Ask HN: Why is MongoDB hosting cheaper than SQL - pspeter3

Hi everyone,<p>I'm looking to deploy a Rack based app on Heroku and I have been checking out different database solutions. Amongst MongoHQ, MongoLab, Heroku DB hosting, Amazon RDS, and Xeround, the MongoDB solutions are significantly cheaper than the SQL solutions. I know price should not determine which DB you use for your app but the price differential is significant.<p>Check out the prices:
- Amazon RDS: http://aws.amazon.com/rds/pricing/
- Xeround: http://xeround.com/pay-per-use-cloud-database/
- Heroku: http://www.heroku.com/pricing#0-0 (Scroll down to the database options)
- MongoHQ: https://mongohq.com/pricing
- MongoLab: https://mongolab.com/about/pricing/
======
william-shulman
Hi-

I think the differences you find can me mostly attributed to whether the DB
plan you are looking at is multi-tenanted or not. MongoLab (I'm from MongoLab)
has inexpensive multi-tenant plans _and_ dedicated plans (alpha right now). In
the former servers are shared (and can thus be cheaper), in the latter you get
your own VM (on EC2 or wherever).

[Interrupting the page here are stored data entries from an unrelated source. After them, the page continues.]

PR #2030, opened 2023-08-19
Item details: Fix metadata error thrown when opened

florian-h05:
When the Item was a group Item and groupType was not defined, an error was thrown. This fixes it.


ghys (approved):
thanks, lgtm!

PR #2034, opened 2023-08-21
Fix add-ons missing from About Details

wborn:
It is still using /bindings to get the data resulting in a 404 Not Found. The other pages were updated in #1468.

### DIFF
--- a/bundles/org.openhab.ui/web/src/pages/about.vue
+++ b/bundles/org.openhab.ui/web/src/pages/about.vue
@@ -129,7 +129,7 @@ export default {
         runtimeInfo: this.$store.state.runtimeInfo,
         locale: this.$store.getters.locale,
         systemInfo: this.systemInfo,
-        bindings: this.bindings,
+        addons: this.addons,
         clientInfo: {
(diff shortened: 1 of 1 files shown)


florian-h05 (approved):
LGTM, thanks!

wborn:
A backport would also be nice. Then the addons will also be there when this info is copy/pasted into an issue.

florian-h05:
I am currently heading towards vacation and the Wi-Fi on the ICE is currently really slow, but once it gets better I will try to do the backport from my phone (Working Copy is a great Git client for iOS).

florian-h05:
I am currently heading towards vacation and the Wi-Fi on the ICE is currently really slow, but once it gets better I will try to do the backport from my phone (Working Copy is a great Git client for iOS).

florian-h05:
I’ve just cherry picked it, however GitHub says https://github.com/openhab/openhab-webui/commit/a7b436f06fdbafadcb473eabf93eb7c244df1365 „florian-h05 committed“ and not „wborn authored and florian-h05 authored“ as usual. Seems that Working Copy is doing something different here.

PR #2037, opened 2023-08-23
[blockly] Allow `item xxx` to be used for `get xxx of item`

stefan-hoehn:
The block can now take both “get item item xxx” or (new) “item xxx” directly. I have also added some hint in the help tooltip that clarifies how to work with the block when using it through variables because Blockly has to make an assumption due to the fact that it cannot detect what is provided in the variable.

image

see https://community.openhab.org/t/less-then-greater-then-comparison-return-value-seems-to-be-inverted/148910/9


florian-h05 (approved):
LGTM, thanks!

RDS gives you a VM. I have not clicked on
all the links in your post but I am betting that is the main difference in
price strata you see.

-will

------
aerotrain
Not related with the pricing, but do consider these 2 things : 1\. MongoDB's
32 bit limitation --> <http://wkp.me/wkwIs>) 2\. AWS, MongoHQ uses EC2, do
confirm the instance type. As small instance only comes for 32 bit.
(<http://wkp.me/wkwIt>)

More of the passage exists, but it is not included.